Enfin, j'arrive à la dernière question: Les substitutions sont-elles favorables, soit à la propriété comme augmentant sa valeur, soit aux propriétaires, comme les maintenant dans un état d'aisance?

Ici je suis forcé de vous rappeler quelques-unes des choses qui vous ont déjà été dites; mais je tâcherai de les resserrer en peu de mots.

Que font les substitutions? Elles enlèvent à celui qui aurait intérêt à vendre une propriété la faculté de la vendre; elles privent celui qui aurait intérêt à acheter une propriété, de la faculté de l'acheter. Par là même elles empêchent l'homme dans les mains duquel la propriété est plus ou moins stérile de l'échanger contre des capitaux dont il tirerait un plus grand avantage, et elles empêchent l'homme qui vendrait cette propriété productive et féconde d'employer ses capitaux à la féconder. Par elles, le non propriétaire trouve plus difficile d'arriver à la propriété; le propriétaire trouve impossible d'améliorer sa propriété par son crédit.

Les substitutions ôtent aux biens-fonds le caractère le plus précieux que puissent avoir aujourd'hui tous les geures de biens, je veux dire la circulation, qui, se prêtaut à tous les calculs, à tous les besoins, à toutes les spéculations individuelles, favorise tous les perfectionnements.

Les substitutions enfantent les procès, favorisent la fraude, créent les embarras, attisent les haines domestiques.

Lisez le préambule de l'ordonnance de 1747, vous y verrez le grand nombre de difficultés que les substitutions font éclater, l'infinité de contestations qu'elles suscitent; en sorte, dit ce préambule, que par un événement contraire aux vues de l'auteur de la substitution, il est arrivé que ce qu'il avait ordonné pour l'avantage de sa famille en a causé la ruine."

Et cependant l'ordonnance de 1747 date d'une époque où l'égalité n'était pas encore un principe reçu, où le sentiment de l'égalité ne s'était pas infiltré dans tous les cœurs avec l'air qu'on respire, où le dogme de l'égalité n'avait point en sa faveur les serments du troue. On remarque dans l'auteur de ce préambule la crainte de toucher aux privileges chéris d'une caste puissante. Il proteste qu'il ne veut point porter atteinte à la liberté de faire des substitutions, qu'il ne se propose que de les rendre plus utiles aux familles mêmes.

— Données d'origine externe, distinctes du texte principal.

PR #8719, opened 2025-06-26
Add module: STARE

LeonHafner:
Transferring module from: https://github.com/nf-core/tfactivity/tree/dev/modules/local/stare

## PR checklist

Closes #XXX 

- [ ] Add a resource `label`
  - For modules:
  - For subworkflows:

### DIFF
--- a/modules/nf-core/stare/main.nf
+++ b/modules/nf-core/stare/main.nf
@@ -56,13 +56,6 @@ process STARE {
     """
 
     stub:
-    def args = task.ext.args ?: ''
-
-    def path_bed_file       = bed_file       ? "-b ${bed_file}"       : ""
-    def path_exclude_bed    = exclude_bed    ? "-x ${exclude_bed}"    : ""
-    def path_genes          = genes          ? "-u ${genes}"          : ""
-    def path_contact_folder = contact_folder ? "-f ${contact_folder}" : ""
-    def path_existing_abc   = existing_abc   ? "-r ${existing_abc}"   : ""
     
     """
     mkdir -p ${meta.id}/Gene_TF_matrices
--- a/modules/nf-core/stare/main.nf
+++ b/modules/nf-core/stare/main.nf
@@ -18,36 +18,36 @@ process STARE {
     tuple val(meta8), path(existing_abc)    
 
     output:
-    tuple val(meta), path("${prefix}/Gene_TF_matrices/${prefix}_TF_Gene_Affinities.txt") , emit: affinities
-    path "versions.yml"                                                                  , emit: versions
+    tuple val(meta), path("${meta.id}/Gene_TF_matrices/${meta.id}_TF_Gene_Affinities.txt") , emit: affinities
+    path "versions.yml"                                                                    , emit: versions
 
     when:
     task.ext.when == null || task.ext.when
 
     script:
     def args = task.ext.args ?: ''
-    def prefix = task.ext.prefix ?: "${meta.id}"
 
-    def path_bed_file       = bed_file       ? "--bed_file ${bed_file}"             : ""
-    def path_exclude_bed    = exclude_bed    ? "--exclude_bed ${exclude_bed}"       : ""
-    def path_genes          = genes          ? "--genes ${genes}"                   : ""
-    def path_contact_folder = contact_folder ? "--contact_folder ${contact_folder}" : ""
-    def path_existing_abc   = existing_abc   ? "--existing_abc ${existing_abc}"     : ""
+    def path_bed_file       = bed_file       ? "-b ${bed_file}"       : ""
+    def path_exclude_bed    = exclude_bed    ? "-x ${exclude_bed}"    : ""
+    def path_genes          = genes          ? "-u ${genes}"          : ""
+    def path_contact_folder = contact_folder ? "-f ${contact_folder}" : ""
+    def path_existing_abc   = existing_abc   ? "-r ${existing_abc}"   : ""
 
     """
     STARE.sh \\
         ${args} \\
-        --annotation ${annotation} \\
-        --genome ${genome} \\
-        --psem ${psem} \\
-        --output ${prefix} \\
-        --cores ${task.cpus} \\
+        -a ${annotation} \\
+        -g ${genome} \\
+        -p ${psem} \\
+        -o ${meta.id} \\
+        -c ${task.cpus} \\
         ${path_bed_file} \\
         ${path_exclude_bed} \\
         ${path_genes} \\
         ${path_contact_folder} \\
         ${path_existing_abc}
 
+    gunzip -f ${meta.id}/Gene_TF_matrices/${meta.id}_TF_Gene_Affinities.txt.gz
 
     cat <<-END_VERSIONS > versions.yml
     "${task.process}":
@@ -57,7 +57,6 @@ process STARE {
 
     stub:
     def args = task.ext.args ?: ''
-    def prefix = task.ext.prefix ?: "${meta.id}"
 
     def path_bed_file       = bed_file       ? "--bed_file ${bed_file}"             : ""
     def path_exclude_bed    = exclude_bed    ? "--exclude_bed ${exclude_bed}"       : ""
@@ -66,7 +65,7 @@ process STARE {
     def path_existing_abc   = existing_abc   ? "--existing_abc ${existing_abc}"     : ""
     
     """
-    touch ${prefix}.bam
+    touch ${meta.id}/Gene_TF_matrices/${meta.id}_TF_Gene_Affinities.txt
 
     cat <<-END_VERSIONS > versions.yml
     "${task.process}":
--- a/modules/nf-core/stare/main.nf
+++ b/modules/nf-core/stare/main.nf
@@ -54,7 +54,6 @@ process STARE {
     """
 
     stub:
-    
     """
     mkdir -p ${meta.id}/Gene_TF_matrices
     touch ${meta.id}/Gene_TF_matrices/${meta.id}_TF_Gene_Affinities.txt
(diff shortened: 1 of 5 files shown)


LeonHafner:
For the inputs, we have two options:
```nextflow
input:
     tuple val(meta), path(annotation)
     tuple val(meta2), path(genome)
     tuple val(meta3), path(psem)
     tuple val(meta4), path(bed_file)
     tuple val(meta5), path(exclude_bed)
     tuple val(meta6), path(genes)
     tuple val(meta7), path(contact_folder)
     tuple val(meta8), path(existing_abc)
```

```nextflow
input:
     tuple val(meta), path(annotation), path(genome), path(psem)
     path(bed_file)
     path(exclude_bed)
     path(genes)
     path(contact_folder)
     path(existing_abc)
```
This is probably personal preference. The first approach matches how it's implemented in [nf-core/tfactivity](https://github.com/nf-core/tfactivity). The second might make upfront grouping simpler. The `meta{2-8}` objects aren't really needed since they aren’t passed on anyway.

modules/nf-core/stare/main.nf
```diff
@@ -0,0 +1,76 @@
...
+    """
+
+    stub:
+    def args = task.ext.args ?: ''
+
+    def path_bed_file       = bed_file       ? "-b ${bed_file}"       : ""
+    def path_exclude_bed    = exclude_bed    ? "-x ${exclude_bed}"    : ""
+    def path_genes          = genes          ? "-u ${genes}"          : ""
+    def path_contact_folder = contact_folder ? "-f ${contact_folder}" : ""
+    def path_existing_abc   = existing_abc   ? "-r ${existing_abc}"   : ""
```
nictru:
```suggestion
```
These are not used in the stub

modules/nf-core/stare/tests/main.nf.test
```diff
@@ -0,0 +1,117 @@
...
+
+    test("testing stare") {
+
+        setup {
+            run("GUNZIP", alias: "GUNZIP_ANNOTATION") {
+                script "../../gunzip/main.nf"
+                process {
+                    """
+                    input[0] = [
+                        [ id:'test', single_end:false ],
```
nictru:
```suggestion
                        [ id:'test' ],
```
The single_end is not relevant in this module, also remove in the occurences below

modules/nf-core/stare/meta.yml
```diff
@@ -0,0 +1,138 @@
...
+          - edam: http://edamontology.org/format_3475 # TSV
+  - - meta7:
+        type: map
+        description: |
+          Groovy Map containing sample information
+          e.g. `[ id:'sample1' ]`
+    - contact_folder:
+        type: directory
+        description: "Directory of gzipped chromatin contact files per chromosome; set
+          to false to use distance-based estimate"
```
nictru: Is "set to false to use distance-based estimate" correct here? Would it not rather be "If not provided, a distance-based estimate will be used"?

modules/nf-core/stare/meta.yml
```diff
@@ -0,0 +1,138 @@
...
+        description: |
+          Groovy Map containing sample information
+          e.g. `[ id:'sample1' ]`
+    - bed_file:
+        type: file
+        description: "BED file with non-overlapping candidate regions; optional—if omitted
+          runs in promoter-mode around TSS"
+        pattern: "*.bed"
+        optional: true
+        ontologies: []
```
nictru: Is there no ontology for bed format?

modules/nf-core/stare/main.nf
```diff
@@ -0,0 +1,76 @@
...
+
+    input:
+    tuple val(meta), path(annotation)
+    tuple val(meta2), path(genome)
+    tuple val(meta3), path(psem)
+    tuple val(meta4), path(bed_file)
+    tuple val(meta5), path(exclude_bed)
+    tuple val(meta6), path(genes)
+    tuple val(meta7), path(contact_folder)
+    tuple val(meta8), path(existing_abc)
```
nictru: I think the `annotation` will be the genome GTF file, won't it? In this case, the order of inputs would not make a lot of sense here, as this is usually not sample-specific. It would make more sense to have the `bed_file` input first, because it is most sample-specific.

This is important because the `meta` from the first input channel will be used for the output.

LeonHafner: I reordered to match the order `STARE` uses in their documentation. The `bed_file` is an optional input, so makes no sense to put that first. I think leaving it like that makes it easier for users to compare to the documentation of `STARE` and maybe read more about the inputs there.

LeonHafner: I see your point with the `meta`, maybe we should use the second option as shown above.

modules/nf-core/stare/meta.yml
LeonHafner: How does an ontology for a file look like? I checked some random modules and none of them used it.

nictru: You used an ontology in line 89 of this file for TSV

nictru: Also for GZIP in line 113 and YAML in line 134

modules/nf-core/stare/main.nf
nictru: Also the second option only has reference genome inputs in the same tuple with the meta. Both your current implementation and the second option require some channel operations before the module will actually be usable.

In pipelines, we usually have a `ch_fasta`, a `ch_gtf` etc which are value channels with a meta and the corresponding file And will _always_ be the same for each sample. So if users have multiple samples, they will then have to `combine` their sample-specific bed files with at least the GTF and then multimap it, before it can be passed into the module.

The following things will be the same across all samples in most use cases:
- `annotation`
- `genome` (Fasta)
- `psem` (TF binding motifs)
- `exclude_bed` (genome-specific blacklist)
- Maybe `genes`, but this could also be sample-specific

And the following things will be sample-specific if provided:
- `bed_file`
- `contact_folder`
- `existing_abc`


So for me the most logical way of putting things would be:
```
tuple val(meta), path(bed_file), path(contact_folder), path(existing_abc)
tuple val(meta2), path(annotation)
tuple val(meta3), path(genome)
tuple val(meta4), path(psem)
tuple val(meta5), path(exclude_bed)
tuple val(meta6), path(genes)
```

Now we have the special situation that all of the files in the first input tuple are optional. I would still put it first because of the following reasons:

- Independently of the order, developers need to provide empty placeholders (`[]`) anyway
- If the pipeline developer actually wants to use the [promotor mode](https://stare.readthedocs.io/en/latest/Main.html#required-input:~:text=will%20run%20in-,promoter%2Dmode,-instead%20and%20construct), they just need to provide the first line as `[[id: 'whatever'], [], [], []]`
- It makes it eliminates the need for complicated channel operations in multi-sample setups

Generally I would say the `promoter mode` is not the primary use case of STARE. With the initially suggested input structures, promoter mode will be easily usable, but the "standard" mode will be complicated to use. My suggested solution might look a bit weird in promoter mode, but in my opinion clearly provides the better trade-off.

modules/nf-core/stare/meta.yml
LeonHafner: The friendly LLM from next door did it. I might have to double-check...

nictru: Have to confess I also used it for these xD Gets them surprisingly often right in my experience

modules/nf-core/stare/main.nf
LeonHafner: I agree, we can do it like that, even though I don't really like the idea of the first argument being optional...

nictru: I would say it's the smaller poison in this case

modules/nf-core/stare/tests/main.nf.test
```diff
@@ -0,0 +1,113 @@
+nextflow_process {
+
+    name "Test Process STARE"
+    script "../main.nf"
+    process "STARE"
+
+    tag "modules"
+    tag "modules_nfcore"
+    tag "stare"
+    tag "gunzip"
```
nictru, line 10:
```suggestion
    tag "tf-affinities"
```

modules/nf-core/stare/main.nf
```diff
@@ -0,0 +1,67 @@
...
+    gunzip -f ${meta.id}/Gene_TF_matrices/${meta.id}_TF_Gene_Affinities.txt.gz
+
+    cat <<-END_VERSIONS > versions.yml
+    "${task.process}":
+        stare: \$(STARE.sh --version | cut -f3 -d" ")
+    END_VERSIONS
+    """
+
+    stub:
+
```
nictru:
```suggestion
```

modules/nf-core/stare/tests/main.nf.test
```diff
@@ -0,0 +1,113 @@
...
+                process {
+                    """
+                    input[0] = [
+                        [ id:'test' ],
+                        file(params.modules_testdata_base_path + 'genomics/mus_musculus/genome/chr19.fa.gz', checkIfExists: true),
+                    ]
+                    """
+                }
+            }
+        }
```
nictru, line 37: Side note: you can also write the setup block outside of individual tests, then it is accessible in all tests

nictru (approved):

modules/nf-core/stare/tests/main.nf.test
```diff
@@ -0,0 +1,113 @@
+nextflow_process {
+
+    name "Test Process STARE"
+    script "../main.nf"
+    process "STARE"
+
+    tag "modules"
+    tag "modules_nfcore"
+    tag "stare"
+    tag "tf-affinities"
```
nictru:
```suggestion
    tag "gunzip"
```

Mais après ce tribut payé aux prétentions et aux vanités, il est contraint de reconnaître que ces vanités, ces prétentions, et la complaisance de la loi qui les autorise, nuisent au commerce, et font de la législation un labyrinthe hérissé de piéges, et fertile en contestations.

Les substitutions, dit-on, conservent les familles. Eh! Messieurs, consultez les faits, les familles qui ont joui de substitutions ont toujours langui, dépéri, succombé sous le poids de ce privilége onéreux et illusoire. Si l'on prenait en main le dictionnaire des noms historiques de la France, on les verrait, malgré les substitutions qui devaient perpétuer les mêmes propriétés dans le même sang, s'éteindre au bout d'un très petit nombre de générations, et ces noms reportés, soit par des alliances, soit par les faveurs royales, à d'autres familles.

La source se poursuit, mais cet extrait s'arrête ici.